Did my grandpa and Uncle Hank tell inappropriate jokes at family meals? Yes sometimes. And if you confronted either of them about their south Texas cowboy idiosyncrasies, they would say something like “I am who I am.” But for the sake of the sermon, Uncle Charlie had to say exactly what God said, which he never did because he was a made-up character. If I took great pains to make sure that I was being absolutely historically factual in talking about my life without smoothing out any detail for the sake of flow, then my sermons would suck horribly. Narrative, to be narrative, is always fictional to some degree because the way reality happens is not according to a coherent continuous stream of interpretation. But we only have access to narrative because we never experience any reality that is unnarrated by our thoughts.

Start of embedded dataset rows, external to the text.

PR #270, opened 2026-09-16
symbolize: answer the pool-backed check in O(1) for processes without a pool

josefbacik:
## What

`ProcessMaps::is_pool_backed` decides, per sampled address, whether the address lies in one of gVisor's memory pools (`runsc-memory`, `systrap-memory`) — such an address is never handed to the symbolizer as a live process address, because its `map_files` link opens the pool memfd itself. It is asked once per distinct sampled address of every process, and it answered by walking the process's whole mapping list (`iter().find` over the entries), so the symbolization phase paid (addresses × mappings) per process, most of it on processes that have no pool mapping at all and can only ever answer "no".

Two changes, no change in any answer:

- `is_pool_backed` returns false at once when the process has no pool memfd mapping — the `gvisor_memfd` flag `parse` already sets — so every process outside a sandbox never touches its entries.
- The mapping lookup behind it, and behind `bridge_for`, `pool_image_base` and `label_for`, is a binary search (`partition_point`) over the address-ordered entries instead of a linear scan. `parse` now sorts the entries by start so the order holds even for hand-written maps text; the kernel already emits `/proc/<pid>/maps` in that order and mappings never overlap, so the order by start is total.

## What does not change

- Every answer: the pool-name test, the bridge's neighbour rule, the labels. The existing `test_is_pool_backed_names_the_pools_only` and bridge tests are untouched and keep the semantics.
- No BPF change, no schema change, no new dependency, nothing on the recording side.
- The sort is one stable `sort_by_key` per process at parse time (linear on the already-ordered kernel output), against a linear scan per sampled address it removes.

## How it was verified

- A new unit test parses three mappings written out of order, checks `parse` ordered them, and walks every boundary of the search — an entry's first and last byte, the gap between entries, below the first entry, past the last entry's end, `u64::MAX`, an empty map — then checks a process without a pool mapping (its own re-exec'd binary's memfd included) still answers `is_pool_backed` false for every address.
- First contact after a release: the symbolization phase's wall time (`symbolize and write parquet done in … ms`) at p50 / p90 on a host class with many mappings per process, read in an hour of comparable load before and after; the per-address cost this removes is largest where processes map the most files.

Base: `main` at v1.20.6 (`a1f76bc`). One file, `src/sandbox_maps.rs`, +70 / −11.


josefbacik:
### rust-bpf-code-reviewer verdict — `symbolize: answer the pool-backed check in O(1) for processes without a pool`

Executed in-session by the author over the full diff (one file, `src/sandbox_maps.rs`, +70 / −11; the final diff's sha256 `0c4126d86a4c377ee79d6359ab6d5ca76598d61adb319ddb5e4cd6375a095f2d`) against the repository's `rust-bpf-code-reviewer` definition, all five passes.

### Summary
A cost-only change with no change in any answer: `is_pool_backed` short-circuits on the `gvisor_memfd` flag `parse` already sets, and the mapping lookup behind it, `bridge_for`, `pool_image_base` and `label_for` becomes a binary search over entries that `parse` now keeps in address order. No BPF, no schema, no new dependency; the per-address symbolization path loses a linear scan per process.

### Critical Issues
None. No BPF code; no DuckDB schema change; no `Cargo.toml` version edit; no recorder, Python-version or ELF-parsing change.

### Improvements
None required. Two things checked and found sound: (1) the binary search's invariant — entries ordered by `start`, non-overlapping — holds for kernel-written maps by construction and is now enforced by the stable `sort_by_key` in `parse` for any text, at a one-time O(n log n) per process (O(n) on already-sorted input) against the per-address cost it removes; (2) `bridge_for` keeps its index arithmetic on neighbours (`idx − 1`, `idx + 1`), which the same address order makes correct.

### Suggestions
- `pool_candidates` / `virt_candidates` still filter the whole entry list, but they answer a per-offset question for the guest correlation, not the per-address hot path; left alone on purpose.

### Positive Notes
- `index_for` is four lines and reads exactly as the doc comment states it: the last entry starting at or below the address, if the address is below its end.
- The new test walks every boundary of the search (first byte, last byte, the gap, below the first, past the last, an empty map) on out-of-order text, so the sort and the search are pinned together, and checks that a process without a pool still answers false everywhere, its own re-exec'd binary's memfd included.
- The existing `test_is_pool_backed_names_the_pools_only` and bridge tests are untouched and keep the semantics.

So why did the Holy Spirit allow some of the capriciousness of the mythology the Bible draws from to stay in the text? Maybe this is cheeky for me to say but I really believe that the verses that make God look like an angsty immortal protecting his turf from the mortals in the Garden of Eden and Babel are in the Bible in order to prevent us from building a hegemonic Tower of Babel up to heaven out of Biblical inerrancy.